ACTIVITY:
Retype all the data word for word.

SOURCE DATA:
Issue #532, opened 2017-01-05
bootstrapping from a specific time/date (event replay)


smferguson:
in cases where maxwell has missed data(!) or where it has been down long enough that the binlog it knew about is gone we would need to replay table(s) from a known point-in-time so that there is zero data loss to the outside world (kafka, in our case). i wonder if we could leverage the bootstrap code to accept a date/time when the replay "starts". i see that it's using a simple select in the sync case (https://github.com/zendesk/maxwell/blob/master/src/main/java/com/zendesk/maxwell/bootstrap/SynchronousBootstrapper.java#L181) so it _feels_ like a straightforward addition of a where clause. thoughts?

SOLUTION FOR THIS TASK:
Issue #532, opened 2017-01-05
bootstrapping from a specific time/date (event replay)


smferguson:
in cases where maxwell has missed data(!) or where it has been down long enough that the binlog it knew about is gone we would need to replay table(s) from a known point-in-time so that there is zero data loss to the outside world (kafka, in our case). i wonder if we could leverage the bootstrap code to accept a date/time when the replay "starts". i see that it's using a simple select in the sync case (https://github.com/zendesk/maxwell/blob/master/src/main/java/com/zendesk/maxwell/bootstrap/SynchronousBootstrapper.java#L181) so it _feels_ like a straightforward addition of a where clause. thoughts?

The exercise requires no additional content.